Впрочем, по тону было ясно, что он это не всерьез, и обмануть детишек не удалось.

Когда детям уже пора было идти спать, миссис Лоренс позвали к телефону. «Черт!» — сказала она и снова пустила мальчишке-садовнику в глаза струю дыма. Мистер Лоренс поднял с пола ветку и засунул за раму картины. Потом бодро засвистел.

Миссис Лоренс отсутствовала минут пять; когда она вернулась, ее голубые глаза метали искры, а волосы были взъерошены. Ну точь-в-точь котенок. Такой, которого хочется взять на руки, сказать: «Ах ты, киска!» — и сразу же отпустить снова.

— Только этого не хватало, — вымолвила она, и детям показалось, что она вот-вот заплачет.

— Что там за чертовщина? — осведомился мистер Лоренс.

— Это из комитета по приему беженцев, — сообщила миссис Лоренс. — Не зря я тебе говорила, что здесь теперь не протолкнуться от беженцев. Когда все это только начиналось, мне, как и всем, пришлось внести нашу фамилию в список тех, кто готов их принять, — я думала, это просто формальность и никого принимать не понадобится. А вот теперь понадобилось. Мы должны поселить у себя супружескую пару, причем уже сегодня.

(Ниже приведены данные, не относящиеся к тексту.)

PR #8258, opened 2023-02-08
Unnest buttons in anchors, anchors in buttons

### LINKED ISSUE #7838: Unnest buttons in anchors, anchors in buttons
## Problem statement

We have a couple of places where a `<button>` is nested in an `<a>` or vice versa, and having an interactive element nested in another is bad practice for accessibility.

## What you need to know
This will require the engineer to look for occurrences in the codebase and make their best judgment call based on the context when converting between elements.

- If we just need a simple navigation, an anchor is likely the best choice.
- If a complex click handler is needed, a button is likely the best choice.  If a navigation is after the rest of the click, it can be done with a `history.push()` or `window.location.href = x;`

## Acceptance criteria

- [ ] All buttons nested within anchors are converted into the appropriate flattened element
- [ ] All anchors nested within buttons are converted into the appropriate flattened element

## Relevant links

- [Github discussion](https://github.com/CDCgov/prime-reportstream/pull/7796#discussion_r1060922186)

jpandersen87:
Fixes #7838

This PR:
- creates a new component (USLinkButton) that applies button styling to a link
- replaces improper link-wrapped button with USLinkButton

No other instances of improper nesting of anchor/button combinations were found.


frontend-react/src/components/USLink.tsx
```diff
@@ -53,6 +54,52 @@ export const USLink = ({
...
+    secondary,
+    accentStyle,
+    base,
+    outline,
+    inverse,
+    size,
+    unstyled,
+    ...anchorHTMLAttributes
+}: USLinkButtonProps) => {
+    const linkClassname = classnames(
```
stephenkao, line 76: `classnames` can accept an object so we don't have to use all these ternaries:

```jsx
classnames("usa-button", {
    "usa-button--secondary": secondary,
    [`usa-button--accent-${accentStyle}`]: accentStyle,
    ....
}, className);
```

frontend-react/src/components/USLink.test.tsx
```diff
@@ -55,3 +61,48 @@ describe("USNavLink", () => {
...
 });
+
+describe("USLinkButton", () => {
+    test("boolean button styles applied", () => {
+        const view = renderWithRouter(
+            <USLinkButton secondary base outline inverse unstyled>
+                Test
+            </USLinkButton>
+        );
+        expect(view.container.children[0]).toHaveClass(
```
stephenkao, line 72: Small point, but can this be found with a `getByText` or even `getByRole`?   If there's something visual to be queried for, I think we should do that instead of relying on the return renderer structure (even though that's unfortunately necessary sometimes 😬)

frontend-react/src/components/USLink.test.tsx
```diff
@@ -55,3 +61,48 @@ describe("USNavLink", () => {
...
+            const classNamePrefix = enumPropMap[key as keyof typeof enumProps];
+            const prop = { [key]: value };
+            const className =
+                classNamePrefix === ""
+                    ? `usa-button--${value}`
+                    : `usa-button--${classNamePrefix}-${value}`;
+            const view = renderWithRouter(
+                <USLinkButton {...prop}>Test</USLinkButton>
+            );
+            expect(view.container.children[0]).toHaveClass(
```
stephenkao, line 102: Same point here about the `getBy`s!

frontend-react/src/components/USLink.tsx
jpandersen87: I knew there was a cleaner way to do it, but couldn't remember. Ty!

stephenkao (approved):
Minor points as always, but nothing blocking.  Thanks for the fix!

frontend-react/src/components/USLink.tsx
```diff
@@ -42,50 +43,85 @@ export function getHrefRoute(href?: string): string | undefined {
...
 
-/** A single link for rendering standard links. Uses a `Link` by default
- * but adding `anchor` will make this a generic anchor tag.
- * @example
- * <USLink href="/page">To Page</USLink> // uses <Link> from react-router-dom
- * <USLink href="#this-section-on-my-page">To Section</USLink> // uses <a>
- * */
-export const USLink = ({
+export interface SafeLinkProps extends React.AnchorHTMLAttributes<Element> {
+    fallbackComponent?: React.FunctionComponent<
```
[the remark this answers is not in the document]
jpandersen87: Leftover from early iteration work. Will remove.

Мистер Лоренс перестал улыбаться.

— Погоди-ка, — сказал он. — Не имеет этот самый комитет никакого права так с нами поступать, нас должны были известить заранее. Почему ты не послала их подальше?

— Я послала, — ответствовала миссис Лоренс с возмущением, — но мне сказали, что им очень жаль, но все в одинаковом положении, они кого-то направляют в каждый дом, а еще добавили что-то про «ответственность в случае отказа» — я до конца не поняла, но звучало очень неприятно.

— Они не имеют права, — заявил мистер Лоренс, вздернув подбородок. — Я сейчас же позвоню кому-нибудь наверху. Уж я позабочусь, чтобы сотрудника, который с тобой разговаривал, уволили, я лично поеду в город, я…

— Господи, да какой смысл? — возразила миссис Лоренс. — Давай не будем так переживать по этому поводу. Не забывай, сегодня сочельник, все давно разъехались. Да и вообще, эти, как их там, уже едут, не можем же мы от них запереться. Видимо, нужно поставить в известность прислугу.

— А что беженцы будут делать? — стали допытываться взбудораженные дети. — Им придется отдать наши вещи? Они будут спать в наших кроватях?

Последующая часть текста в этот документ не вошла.